Added (all optional — code defaults apply when unset):

• AGENTA_ACCESS_PLANS — JSON object keyed by plan slug; values are _PlanOverride-shaped (description, flags, counters, gauges, throttles).
• AGENTA_ACCESS_ROLES — JSON object keyed by scope (organization/workspace/project); values are non-empty arrays of role entries.
• AGENTA_ACCESS_ROLES_OVERLAY — JSON object with a single project key; values are role-slug → {permissions?, description?} patches applied to both workspace and project scopes.
• AGENTA_ACCESS_DEFAULT_PLAN — plan slug for signup; legacy AGENTA_DEFAULT_PLAN honored as fallback.
• AGENTA_ACCESS_DEFAULT_PLAN_OVERLAY — JSON object mirroring a plan entry's shape; field-merged into the resolved default plan at startup.
• AGENTA_BILLING_CATALOG — JSON array of catalog entries served by /billing/plans.
• AGENTA_BILLING_PRICING — JSON object keyed by plan slug; flat shape with operator-owned Stripe slot names (traces, users, etc.) plus reserved free: bool and trial: int markers.
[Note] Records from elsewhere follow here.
PR #346, opened 2019-10-23
Fix ignore issues

danmayer:
These two issues came up while configuring Coverband for a new app... The vendor one, in particular, makes it look like we are missing data.

The move from include to match, is to keep the filters in sync we were allowing files in that we would filter out during reporting... This can lead to a lot of extra work for storage and merging.

### DIFF
--- a/test/coverband/collectors/coverage_test.rb
+++ b/test/coverband/collectors/coverage_test.rb
@@ -82,6 +82,15 @@ class CollectorsCoverageTest < Minitest::Test
     assert_equal false, @coverband.send(:track_file?, heroku_build_file)
   end
 
+  # verifies a fix where we were storing, merging, and tracking ignored files
+  # then just filtering them out of the final report
+  test 'ignores uses regex same as reporter does' do
+    regex_file = Coverband.configuration.current_root + '/config/initializers/fake.rb'
+    assert_equal true, @coverband.send(:track_file?, regex_file)
+    @coverband.instance_variable_set(:@ignore_patterns, ['config/initializers/*'])
+    assert_equal false, @coverband.send(:track_file?, regex_file)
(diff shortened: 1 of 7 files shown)


test/coverband/collectors/coverage_test.rb
```diff
@@ -82,6 +82,15 @@ def teardown
     assert_equal false, @coverband.send(:track_file?, heroku_build_file)
   end
 
+  # verifies a fix where we were storing, merging, and tracking ignored files
+  # then just filtering them out of the final report
+  test 'ignores uses regex same as reporter does' do
+    regex_file = Coverband.configuration.current_root + '/config/initializers/fake.rb'
+    assert_equal true, @coverband.send(:track_file?, regex_file)
```
kbaum: I think if possible we should try and avoid calling private methods and instance vars from our tests. Can make refactoring difficult later.

danmayer: I know there is some advice about not testing private methods, I think we discussed it in another previous PR. I disagree with that testing advice as it makes tests far more complicated and makes it harder to interpret results. I think we will have different styles on this level of testing, which is cool as any project that has more than one dev has some divergent patterns.

Being able to target a highly specific method where complexity resides has at least for me, shown good value vs the tradeoffs of having to refactor tests when they change.

kbaum: Makes sense. Apologize for bringing the same issue again. Sometimes I think needing to test a private method, might be a good reason to extract the complicated logic into a class of its own.

danmayer: ha no worries, this seems to be one of the few things we have different coding opinions on ;)

PR #435, opened 2017-08-14
Feature diagnostics reporting

Mrnda:
Add reporting of diagnostics infomation (viewmodels, HTTP headers, exception stacktrace,...).


src/DotVVM.Framework/Diagnostics/DotvvmDiagnosticsConfiguration.cs
```diff
@@ -0,0 +1,52 @@
...
+        }
+
+        private DiagnosticsServerConfiguration configuration;
+
+        public string DiagnosticsServerHostname
+        {
+            get
+            {
+                if (configuration == null)
+                    LoadConfiguration();
```
Mrnda: Forgotten that from earlier. Will remove that as it does not make sense.

src/DotVVM.Framework/Diagnostics/Models/HttpHeaderItem.cs
```diff
@@ -0,0 +1,19 @@
...
+    {
+        public string Key { get; set; }
+        public string Value { get; set; }
+
+        public static HttpHeaderItem FromKeyValuePair(KeyValuePair<string, string[]> pair)
+        {
+            return new HttpHeaderItem
+            {
+                Key = pair.Key,
+                Value = pair.Value[0]
```
Mrnda: OK will add

src/DotVVM.Framework/Diagnostics/DiagnosticsRequestTracer.cs
```diff
@@ -0,0 +1,115 @@
...
+        {
+            this.informationSender = sender;
+        }
+
+        public Task TraceEvent(string eventName, IDotvvmRequestContext context)
+        {
+            if (eventName == RequestTracingConstants.BeginRequest)
+            {
+                stopwatch.Start();
+            }
```
Mrnda: OK I will add that to the DiagnosticsInformation and to the extension.

Mrnda: OK. Everything should be fixed by now in the latest commit.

Removed: legacy STRIPE_PRICING / AGENTA_PRICING are no longer read; AGENTA_BILLING_TRIAL_PLAN / AGENTA_BILLING_TRIAL_DAYS are collapsed into the per-entry {trial: N} marker on AGENTA_BILLING_PRICING. migrate_stripe_pricing.py in this design folder annotates an existing flat pricing dict with the free / trial markers.

Tests and docs

Unit tests live in api/ee/tests/pytest/unit/: test_access_controls.py (parser-level tests for plans, roles, and overlay merge — including reserved-slug rejection, duplicate-slug rejection, unknown-permission rejection, throttle-category mismatch rejection — 61 tests), test_controls_env_override.py (subprocess-driven end-to-end env override tests covering every JSON env var across the no-override / override / overlay states), test_billing_settings.py (catalog + pricing parsers under the flat shape, _resolve_trial per-entry trial detection, free-plan validation, default-plan validation), test_billing_router.py (billing handler behavior under env overrides), test_events_retention.py (events flush service: plan iteration, project pagination, per-plan failure isolation), test_admin_retention_routers.py (spans + events admin endpoints — lock namespaces, busy-lock skip, handler shape). EE unit suite green across the three primary access/billing test files: 61 + 83 = 144 tests.

docs/designs/dynamic-access-and-billing/ carries the design story: research.md and gap.md as historical baselines, proposal.md for the as-shipped state, tasks.md as the execution checklist (initial + post-initial sections covering the default-plan relocation, events counter + retention split, and roles overlay), migrate_stripe_pricing.py as the free / trial annotation helper, and this summary.md. Operator-facing docs cover access controls only: docs/docs/self-host/04-dynamic-access-controls.mdx documents every AGENTA_ACCESS_* env var with field tables, examples, and validation rules; docs/docs/self-host/02-configuration.mdx carries the configuration-table row pointing at those variables. Billing / Stripe wiring is internal-only and not documented in the operator-facing MDX. The hosting/docker-compose/ee/env.ee.dev.example and env.ee.gh.example files were extended with the new AGENTA_ACCESS_* variables; no billing / Stripe env vars appear in either file.